Whoever, with intent or reason to believe that it is to be used to the injury or the United States or to the advantage of a foreign nation, communicated, delivers, or transmits, or attempts to, or aids, or induces another to, communicate, deliver or transmit, to any foreign government, or to any faction or party or military or naval force within a foreign country, whether recognized or unrecognized by the United States, or to any representative, officer, agent, employee, subject, or citizen thereof, either directly or indirectly and document, writing, code book, signal book, sketch, photograph, photographic negative, blue print, plan, map, model, note, instrument, appliance, or information relating to the national defence, shall be punished by imprisonment for not more than twenty years: Provided, That whoever shall violate the provisions of subsection:

(a) of this section in time of war shall be punished by death or by imprisonment for not more than thirty years; and

(b) whoever, in time of war, with intent that the same shall be communicated to the enemy, shall collect, record, publish or communicate, or attempt to elicit any information with respect to the movement, numbers, description, condition, or disposition of any of the armed forces, ships, aircraft, or war materials of the United States, or with respect to the plans or conduct, or supposed plans or conduct of any naval of military operations, or with respect to any works or measures undertaken for or connected with, or intended for the fortification of any place, or any other information relating to the public defence, which might be useful to the enemy, shall be punished by death or by imprisonment for not more than thirty years.
Section 3

Whoever, when the United States is at war, shall wilfully make or convey false reports or false statements with intent to interfere with the operation or success of the military or naval forces of the United States or to promote the success of its enemies and whoever when the United States is at war, shall wilfully cause or attempt to cause insubordination, disloyalty, mutiny, refusal of duty, in the military or naval forces of the United States, or shall wilfully obstruct the recruiting or enlistment service of the United States, to the injury of the service or of the United States, shall be punished by a fine of not more than $10,000 or imprisonment for not more than twenty years, or both.
Section 4

If two or more persons conspire to violate the provisions of section two or three of this title, and one or more of such persons does any act to effect the object of the conspiracy, each of the parties to such conspiracy shall be punished as in said sections provided in the case of the doing of the act the accomplishment of which is the object of such conspiracy. Except as above provided conspiracies to commit offences under this title shall be punished as provided by section thirty-seven of the Act to codify, revise, and amend the penal laws of the United States approved March fourth, nineteen hundred and nine.
Section 5

Whoever harbours or conceals any person who he knows, or has reasonable grounds to believe or suspect, has committed, or is about to commit, an offence under this title shall be punished by a fine of not more than $10,000 or by imprisonment for not more than two years, or both.
Section 6

The President in time of war or in case of national emergency may by proclamation designate any place other than those set forth in subsection:

(a) of section one hereof in which anything for the use of the Army or Navy is being prepared or constructed or stored as a prohibited place for the purpose of this title: Provided, That he shall determine that information with respect thereto would be prejudicial to the national defence.
Section 7

Nothing contained in this title shall be deemed to limit the jurisdiction of the general courts-martial, military commissions, or naval courts-martial under sections thirteen hundred and forty-two, thirteen hundred and forty-three, and sixteen hundred and twenty-four of the Revised Statutes as amended.
Section 8

The provisions of this title shall extend to all Territories, possessions, and places subject to the jurisdiction of the United States whether or not contiguous thereto, and offences under this title, when committed upon the high seas or elsewhere within the admiralty and maritime jurisdiction of the United States and outside the territorial limits thereof shall be punishable hereunder.
Section 9

The Act entitles "An Act to prevent the disclosure of national defence secrets," approved March third, nineteen hundred and eleven, is hereby repealed.

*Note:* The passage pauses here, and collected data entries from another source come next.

PR #7125, opened 2023-11-10
Update Datumaro format

zhiltsov-max:
### Motivation and context

Fixes https://github.com/opencv/cvat/issues/5424
Fixes https://github.com/opencv/cvat/issues/7375
Fixes https://github.com/cvat-ai/cvat/issues/8700

Depends on https://github.com/cvat-ai/datumaro/pull/34

This PR improves quality of life when using Datumaro format.

- Added support for direct .json uploading of annotations, similarly to the COCO and CVAT formats
- Added image metadata when exporting in the Datumaro format without images
- For related images in 3d tasks, datumaro export without images will include only the basenames (before: absolute server paths were exported)
- <s>Refactored `conv_mask_to_poly` uses to avoid code and logic duplication</s> (will be in another PR)

### How has this been tested?

Unit tests

### Checklist

### License

## Summary by CodeRabbit

- **New Features**
	- Introduced support for direct .json file import in Datumaro format.
- **Bug Fixes**
	- Fixed an issue where exporting without images in Datumaro format now correctly includes image information.
- **Refactor**
	- Renamed classes and methods in dataset management to support a broader range of media types, enhancing the system's flexibility.
- **Tests**
	- Added new tests to verify the behavior of importing and exporting in Datumaro format, ensuring robustness in dataset handling.


cvat/apps/dataset_manager/formats/datumaro.py
```diff
@@ -15,29 +14,23 @@
...
+@importer(name="Datumaro", ext="JSON, ZIP", version="1.0")
 def _import(src_file, temp_dir, instance_data, load_data_callback=None, **kwargs):
-    Archive(src_file.name).extractall(temp_dir)
-
-    dataset = Dataset.import_from(temp_dir, 'datumaro', env=dm_env)
+    if zipfile.is_zipfile(src_file):
+        zipfile.ZipFile(src_file).extractall(temp_dir)
+        dataset = Dataset.import_from(temp_dir, 'datumaro', env=dm_env)
+    else:
+        load_data_callback = None
```
Marishka17, line 32: As I can see `load_data_callback` is used only for importing project datasets so `zipfile.is_zipfile(src_file)` will always be true and it is not clear to me why we need to set the `load_data_callback` explicitly to `None`. Am I missing something?

tests/python/rest_api/test_tasks.py
```diff
@@ -2733,3 +2733,49 @@ def test_can_export_and_import_skeleton_tracks_in_coco_format(self):
...
+            )
+            assert response.status == HTTPStatus.OK
+
+        with zipfile.ZipFile(io.BytesIO(response.data)) as zip_file:
+            annotations = json.loads(zip_file.read("annotations/default.json"))
+
+        assert annotations["items"]
+        for item in annotations["items"]:
+            assert item["media"]["path"]
+            assert item["image"]["path"]
```
Marishka17, line 2758: What is the difference between a media path and an image path in Datumaro format?

tests/python/rest_api/test_tasks.py
```diff
@@ -2733,3 +2733,49 @@ def test_can_export_and_import_skeleton_tracks_in_coco_format(self):
...
+            assert item["image"]["size"]
+
+    def test_can_import_datumaro_json(self, admin_user, tasks):
```
Marishka17, line 2761: Wouldn't it be better to place the test in `TestImportTaskAnnotations`?

tests/python/rest_api/test_tasks.py
```diff
@@ -2733,3 +2733,49 @@ def test_can_export_and_import_skeleton_tracks_in_coco_format(self):
...
+        with zipfile.ZipFile(io.BytesIO(response.data)) as zip_file:
+            annotations = zip_file.read("annotations/default.json")
+
+        with Client(BASE_URL) as client, TemporaryDirectory() as tempdir:
+            client.config.status_check_period = 0.01
+            client.login((admin_user, USER_PASS))
+
+            annotations_path = Path(tempdir) / "annotations.json"
+            annotations_path.write_bytes(annotations)
+            client.tasks.retrieve(task["id"]).import_annotations("Datumaro 1.0", annotations_path)
```
Marishka17, line 2781: Probably you need to check annotations after import and compare them with the original

tests/python/rest_api/test_tasks.py
```diff
@@ -2733,3 +2733,49 @@ def test_can_export_and_import_skeleton_tracks_in_coco_format(self):
                 for tes in te.shapes
             ]
         )
+
+
+@pytest.mark.usefixtures("restore_db_per_function")
+class TestGetTaskAnnotations:
+    @pytest.mark.parametrize("mode", ["annotation", "interpolation"])
+    def test_datumaro_export_without_annotations_includes_image_info(self, admin_user, tasks, mode):
```
Marishka17, line 2741: I guess it will be better to move the test in `TestGetTaskDataset`

cvat/apps/dataset_manager/formats/datumaro.py
```diff
@@ -15,29 +14,23 @@
...
     dataset = Dataset.from_extractors(GetCVATDataExtractor(
         instance_data=instance_data, include_images=save_images), env=dm_env)
-    if not save_images:
-        dataset.transform(DeleteImagePath)
     dataset.export(temp_dir, 'datumaro', save_images=save_images)
 
     make_zip_archive(temp_dir, dst_file)
 
-@importer(name="Datumaro", ext="ZIP", version="1.0")
+@importer(name="Datumaro", ext="JSON, ZIP", version="1.0")
```
Marishka17, line 26: It looks like `Datumaro 3D` can also be extended to support importing annotations in JSON format

cvat/apps/engine/view_utils.py
```diff
@@ -111,3 +112,14 @@ def decorator(f):
         return f
 
     return decorator
+
+def parse_mask_to_poly_request_param(request) -> Optional[bool]:
+    """
+    Retrieves and parses the 'conv_mask_to_poly' parameter from the request.
+    """
+    from cvat.apps.dataset_manager.formats.transformations import MaskToPolygonTransformation
+    param_value = request.query_params.get(MaskToPolygonTransformation.PARAMETER_NAME, None)
```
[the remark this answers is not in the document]
zhiltsov-max: The parsing and default value logic was copied in 5 different places, and it doesn't belong to any of them. The updated version allows to control the input value (including none) in the format handler. If we supply a default value here, the logic will be duplicated once again.

cvat/apps/dataset_manager/formats/datumaro.py
zhiltsov-max: It's true, but with this implementation there is no need to think about how the function is called.

zhiltsov-max: It's true, but with this implementation there is no need to think about how the function is called.

tests/python/rest_api/test_tasks.py
zhiltsov-max: The meaning is the same, but each possible media type is saved in a different field. If the type info is provided, the image field is used. If no media type info is available, the generic media type (and field) is used.

cvat/apps/engine/view_utils.py
```diff
@@ -4,6 +4,7 @@
 
 # NOTE: importing in the utils.py header leads to circular importing
 
+from distutils.util import strtobool
```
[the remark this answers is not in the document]
zhiltsov-max: I agree in general, but this function is used in several places in the project, so I'd better leave it to another PR.

tests/python/rest_api/test_tasks.py
zhiltsov-max: Probably, the reasons for both fields to exist simultaneously are historical. Media path is just newer, and the image path is duplicated for backward compatibility.

cvat/apps/engine/view_utils.py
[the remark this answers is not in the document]
Marishka17: > The parsing and default value logic was copied in 5 different places, and it doesn't belong to any of them. The updated version allows to control the input value (including none) in the format handler.

Of course it is clear, but I still don't understand why we cannot use True as the default value in 1 place here because in all subsequent functions to which this parameter is passed (I mean import_task_annotations/import_job_annotations/import_dataset_as_project), it is not expected that it will be None at least because it has the default value `True` in [_import_annotations](https://github.com/opencv/cvat/blob/5cad9356682a74af90c0248f34d266f1457934f3/cvat/apps/engine/views.py#L2821),  [_import_project_dataset](https://github.com/opencv/cvat/blob/5cad9356682a74af90c0248f34d266f1457934f3/cvat/apps/engine/views.py#L3048).
I prefer to use `True` as default value here and in this case, you don't need to handle `None` in `MaskToPolygonTransformation.convert_dataset` or migrate to optional `conv_mask_to_poly` with `None` in all places. But mixing the 2 approaches looks odd to me.

cvat/apps/engine/view_utils.py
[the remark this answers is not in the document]
Marishka17: My point was not to migrate to the custom `strtobool` in all places in this PR, but just don’t add any more dependencies from it.

cvat/apps/dataset_manager/formats/datumaro.py
Marishka17: Maybe in this case we need to raise an exception if `load_data_callback` was passed with json file. (since it is unexpected behavior)

cvat/apps/engine/view_utils.py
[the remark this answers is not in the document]
zhiltsov-max: Both `_import_annotations` and `_import_project_dataset` also duplicate the logic they do not own, so they probably need a fix then.

Actually, I noticed that some formats did not use the parameter and could benefit from it (e.g. COCO, Datumaro, ...). But the default value would change the default behavior for these formats, and there was no way to actually get the original input value in the format handler. So I decided only to refactor what we have now.

cvat/apps/engine/views.py
```diff
@@ -420,7 +421,7 @@ def upload_finished(self, request):
         if self.action == 'dataset':
             format_name = request.query_params.get("format", "")
             filename = request.query_params.get("filename", "")
-            conv_mask_to_poly = strtobool(request.query_params.get('conv_mask_to_poly', 'True'))
+            conv_mask_to_poly = parse_mask_to_poly_request_param(request)
```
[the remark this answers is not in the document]
zhiltsov-max: Will be in another PR to keep this one focused.

nmanovic:
@coderabbitai review

Eldies (approved):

Here is the amendment of 1918
Be it enacted, That section three of the Act... approved June 15, 1917, be... amended so as to read as follows:

"SEC. 3. Whoever, when the United States is at war, shall wilfully make or convey false reports or false statements with intent to interfere with the operation or success of the military or naval forces of the United States, or to promote the success of its enemies, or shall wilfully make or convey false reports, or false statements, or say or do anything except by way of bona fide and not disloyal advice to an investor... with intent to obstruct the sale by the United States of bonds... or the making of loans by or to the United States, or whoever, when the United States is at war, shall wilfully cause... or incite... insubordination, disloyalty, mutiny, or refusal of duty, in the military or naval forces of the United States, or shall wilfully obstruct... the recruiting or enlistment service of the United States, and whoever, when the United States is at war, shall wilfully utter, print, write, or publish any disloyal, profane, scurrilous, or abusive language about the form of government of the United States, or the Constitution of the United States, or the military or naval forces of the United States, or the flag... or the uniform of the Army or Navy of the United States, or any language intended to bring the form of government... or the Constitution... or the military or naval forces... or the flag... of the United States into contempt, scorn, contumely, or disrepute... or shall wilfully display the flag of any foreign enemy, or shall wilfully... urge, incite, or advocate any curtailment of production in this country of any thing or things... necessary or essential to the prosecution of the war... and whoever shall wilfully advocate, teach, defend, or suggest the doing of any of the acts or things in this section enumerated and whoever shall by word or act support or favour the cause of any country with which the United States is at war or by word or act oppose the cause of the United States therein, shall be punished by a fine of not more than $10,000 or imprisonment for not more than twenty years, or both...."


----------



## Country Irish (Nov 10, 2005)

"As for copyright.. The government does not copyright it's material, but copyright law is actually very simple."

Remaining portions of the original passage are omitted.